DMV News Releases
FOR IMMEDIATE RELEASETuesday, May 17, 2011
Commonwealth Celebrates Vanity Plates' 30-year Anniversary
Virginians Encouraged to Join in the Fun
RICHMOND - "I just like them and think they're fun; they're like a puzzle," said Beth Reisig of McLean about having vanity plates. Both Beth and husband Barry have the initials BLR and were married in 1978, so their vehicle plates sport the message BLR78. The vanity plate program was first offered by the Virginia Department of Motor Vehicles 30 years ago in 1981 and the Reisigs are one of the first customers to put a personalized message on their license plates.
"We're still married, so that's why we've kept it all these years," Reisig said about BLR78 being displayed on their vehicle for the past three decades. "We get a lot of questions about it. People always want to know what it stands for."
During the week of May 23, DMV offices across the Commonwealth will celebrate the 30-year milestone by encouraging customers to join in the fun and design a personal license plate.

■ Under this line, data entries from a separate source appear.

PR #1429, opened 2024-05-17
add tel

Its-Just-Nans:
add tel detection in href ?

Currently it's 

```
 [IGNORED] tel:xxxx | Unsupported: Error creating request client: builder error for url (tel:xxxx): URL scheme is not allowed
```

### DIFF
--- a/lychee-lib/src/client.rs
+++ b/lychee-lib/src/client.rs
@@ -707,6 +707,7 @@ impl Client {
     /// Check a tel
     ///
     /// This implementation simply excludes all tel.
+    #[allow(clippy::unused_async)]
     pub async fn check_tel(&self, _uri: &Uri) -> Status {
         Status::Excluded
     }
--- a/lychee-lib/src/client.rs
+++ b/lychee-lib/src/client.rs
@@ -378,7 +378,6 @@ impl ClientBuilder {
             exclude_link_local_ips: self.exclude_all_private || self.exclude_link_local_ips,
             exclude_loopback_ips: self.exclude_all_private || self.exclude_loopback_ips,
             include_mail: self.include_mail,
-            include_tel: false,
         };
 
         Ok(Client {
--- a/lychee-lib/src/client.rs
+++ b/lychee-lib/src/client.rs
@@ -500,6 +500,7 @@ impl Client {
         let status = match uri.scheme() {
             _ if uri.is_file() => self.check_file(uri).await,
             _ if uri.is_mail() => self.check_mail(uri).await,
+            _ if uri.is_tel() => Status::Excluded,
             _ => self.check_website(uri, default_chain).await?,
         };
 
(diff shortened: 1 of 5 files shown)


mre:
As far as I can see, `tel:` is not a standardized [Uniform Resource Identifier](https://en.wikipedia.org/wiki/Uniform_Resource_Identifier) (URI) scheme for phone numbers. At least, I can't find it in https://www.w3.org/wiki/UriSchemes. It's more of an informal standard, am I right?

mre:
With that I wanted to say that I like the idea to exclude it, we just do so silently. E.g. we just skip the link entirely. If you like, you can adjust the PR based on this idea.

Its-Just-Nans:
It's a RFC

https://www.rfc-editor.org/rfc/rfc5341.html#section-4.1
https://www.rfc-editor.org/rfc/rfc3966.html

no ?

mre:
Oh wow, I did not know that! I'm just blind. 🙈 
In this case, all good! Can you add a unit test as well before we merge this?

Its-Just-Nans:
added some tests

btw I think you're right: `tel` is not standard in w3c but it is by iana (https://www.iana.org/assignments/uri-schemes/uri-schemes.xhtml) and the `tel` is working almost on every browser (https://caniuse.com/input-email-tel-url)

lychee-lib/src/client.rs
```diff
@@ -378,6 +378,7 @@ impl ClientBuilder {
             exclude_link_local_ips: self.exclude_all_private || self.exclude_link_local_ips,
             exclude_loopback_ips: self.exclude_all_private || self.exclude_loopback_ips,
             include_mail: self.include_mail,
+            include_tel: false,
```
mre, line 381: Users of the lychee library use filters to drive the link check. Since we can't support phone numbers, let's remove the setting from the filters and assume it's `false`.

```suggestion
```

lychee-lib/src/filter/mod.rs
```diff
@@ -138,6 +140,13 @@ impl Filter {
         uri.is_mail() && !self.include_mail
     }
 
+    #[inline]
+    #[must_use]
+    /// Whether tel aren't checked (which is the default)
+    pub fn is_tel_excluded(&self, uri: &Uri) -> bool {
+        uri.is_tel() && !self.include_tel
+    }
+
```
mre, line 149: Can we remove that, as there's no way to check phone numbers?
I've updated the code below as well.

```suggestion

```

lychee-lib/src/filter/mod.rs
```diff
@@ -214,6 +223,7 @@ impl Filter {
             || self.is_host_excluded(uri)
             || self.is_ip_excluded(uri)
             || self.is_mail_excluded(uri)
+            || self.is_tel_excluded(uri)
```
mre, line 226:
```suggestion
            || uri.is_tel()
```

mre (commented):
I would like to avoid changing the filters, as I can't see a use-case for including phone numbers right now. They can't be checked by lychee and users of the library would be required to set the field. 

Apart from that, this is ready to be merged from my side.

Its-Just-Nans:
Thanks

I guess it's mergeable now

mre (approved):
Thanks for the pull request and for being so responsive about the changes!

Vehicle owners can use DMV's interactive online feature to try out different vanity plate combinations. "DMV would like to thank Virginians for making the vanity plate program so successful for the past 30 years," said DMV Commissioner Richard D. Holcomb. "Happy birthday personalized plates!"
Called CommuniPlates when first introduced in 1981, Virginians were offered from two to six letters and/or numbers to express themselves, and vanity plate sales soared. Classic CommuniPlate examples are 10SNE1 (tennis anyone?) and OINVU (oh, I envy you). In 1988, the number of characters increased from six to seven and sales surged again. Today, more than a million plates in Virginia are personalized, or 13 percent of total plate registrations. In fiscal year 2010, DMV collected $9.11 million in personalized plate fees.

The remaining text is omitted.